5. Conclusions and Future Work

This study introduces a quantum MIMO communication framework that aims to enhance the reliable transmission of high-quality video over wireless channels. By combining quantum superposition with classical channel coding and spatial diversity strategies, specifically SISO, MISO, and SIMO configurations within a $2\times 2$ MIMO system, the proposed method effectively mitigates the effects of multipath fading and noise. Specifically, within this framework, compressed video sequences are encoded into quantum superposition states, enabling transmission that is more robust and resilient to fading and quantum noise. The simulation results confirm that the proposed system significantly outperforms the classical counterparts under identical channel and bandwidth conditions. Specifically, the proposed system achieves up to 39.12 dB in PSNR, 0.9471 in SSIM, and 92.47 in VMAF compared to the classical system. These improvements are consistently observed across different GOP sizes, resolutions, and frame rates, demonstrating the framework’s flexibility and resilience to temporal compression variations. The architecture is designed for scalability and low complexity, making it suitable for near-future hardware implementation and practical deployment in advanced wireless communication scenarios. Furthermore, this architecture can be extended to any complex MIMO configuration based on the proven results that show promising performance.
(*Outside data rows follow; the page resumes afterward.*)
PR #3199, opened 2022-04-12
fix(NODE-3928): don't throw error in Response constructor

durran:
### Description

Don't raise an error in the `Response` constructor.

#### What is changing?

Moves all logic that reads from the message body into the `parse` method to allow for any raised exception to be properly handled in a callback.

No.

NODE-3928

### DIFF
--- a/test/unit/cmap/commands.test.js
+++ b/test/unit/cmap/commands.test.js
@@ -35,9 +35,8 @@ describe('commands', function () {
         it('does not throw an exception', function () {
           let error;
           try {
-            const response = new Response(message, header, body);
-          }
-          catch(err) {
+            new Response(message, header, body);
+          } catch (err) {
             error = err;
           }
           expect(error).to.be.undefined;
--- a/test/unit/cmap/commands.test.js
+++ b/test/unit/cmap/commands.test.js
@@ -1,0 +1,24 @@
+const { expect } = require('chai');
+const { Response } = require('../../../src/cmap/commands');
+
+describe('commands', function () {
+  describe('Response', function () {
+    describe('#constructor', function () {
+      context('when the message body is invalid', function () {
+        const message = Buffer.from([]);
+        const header = {
+          length: 0,
+          requestId: 0,
+          responseTo: 0,
+          opCode: 0
+        };
+        const body = Buffer.from([]);
+
+        it('does not throw an exception', function () {
+          const response = new Response(message, header, body);
+          expect(response.numberReturned).to.be.undefined;
+        });
+      });
+    });
+  });
+});
--- a/test/unit/cmap/commands.test.js
+++ b/test/unit/cmap/commands.test.js
@@ -3,6 +3,24 @@ const { Response } = require('../../../src/cmap/commands');
 
 describe('commands', function () {
   describe('Response', function () {
+    describe('#parse', function () {
+      context('when the message body is invalid', function () {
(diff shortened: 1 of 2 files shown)


test/unit/cmap/commands.test.js
```diff
@@ -0,0 +1,24 @@
...
+        const header = {
+          length: 0,
+          requestId: 0,
+          responseTo: 0,
+          opCode: 0
+        };
+        const body = Buffer.from([]);
+
+        it('does not throw an exception', function () {
+          const response = new Response(message, header, body);
```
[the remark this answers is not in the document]
durran: I've added all the additional cases now. Note that the test that the `parse` method throws when the values are invalid does not check the error message as I suspected the windows error message would differ from the -nix error messages.

baileympearson (dismissed):
Thanks for adding the tests.  Looks good!

test/unit/cmap/commands.test.js
```diff
@@ -0,0 +1,92 @@
...
+
+        it('does not throw an exception', function () {
+          let error;
+          try {
+            new Response(message, header, body);
+          } catch (err) {
+            error = err;
+          }
+          expect(error).to.be.undefined;
+        });
```
nbbeeken, line 43: Let's add a test case that reproduced the original bug:
```js
const b = Buffer.alloc(5 * 4) // 5 int32s
b.writeInt32LE(-1, 16) // numReturned location
/// constructor doesn't throw, parse does with RangeError
```

test/unit/cmap/commands.test.js
```diff
@@ -0,0 +1,92 @@
+const { expect } = require('chai');
+const { Response } = require('../../../src/cmap/commands');
+
+describe('commands', function () {
+  describe('Response', function () {
+    describe('#parse', function () {
+      context('when the message body is invalid', function () {
```
nbbeeken, line 7: Let's expand the title here, what about the body is invalid? beacuse it's empty correct? We should add a case with invalid data as well, which I think is only the numReturned field (See comment with code).

test/unit/cmap/commands.test.js
```diff
@@ -0,0 +1,92 @@
...
+          length: 0,
+          requestId: 0,
+          responseTo: 0,
+          opCode: 0
+        };
+        const body = Buffer.from([]);
+
+        it('throws an exception', function () {
+          const response = new Response(message, header, body);
+          expect(() => response.parse()).to.throw();
```
nbbeeken, line 19: This throws because you can't read an int32 from no bytes, let's add to the throw condition to check for that (like message or error type)

nbbeeken (changes requested):

test/unit/cmap/commands.test.js
durran: Test case added and checks error type and message.

test/unit/cmap/commands.test.js
durran: I've broke this down into 2 subcontexts now that say 1) the body is empty and 2) nuReturned is invalid.

test/unit/cmap/commands.test.js
durran: Now checks both for `RangeError` and the message.

nbbeeken (approved):
LGTM!

baileympearson (approved):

Future work will focus on enhancing the scalability of the proposed framework in several directions. First, the MIMO configuration can be extended to higher-order systems (e.g., $4\times 4$ and beyond), enabling greater spatial diversity and throughput. However, such expansion necessitates the development of low-complexity QEC schemes specifically tailored to quantum MIMO environments. The design of lightweight and hardware-friendly QEC algorithms will be a key research direction to preserve the reliability of the system without compromising efficiency. In addition, machine learning-based CSI prediction techniques will be explored to further optimize performance under dynamic wireless conditions. Integrating machine learning-based CSI estimation with quantum encoding can enable more adaptive and resilient transmission, particularly in highly variable or resource-constrained environments. Moreover, extending the comparison to hybrid classical–quantum frameworks, including edge-assisted video transmission and cross-layer optimization powered by AI, will provide a more comprehensive performance evaluation. These advancements aim to bridge the gap between theoretical quantum communication models and their practical realization, paving the way for efficient, scalable, and intelligent quantum-assisted wireless video transmission systems.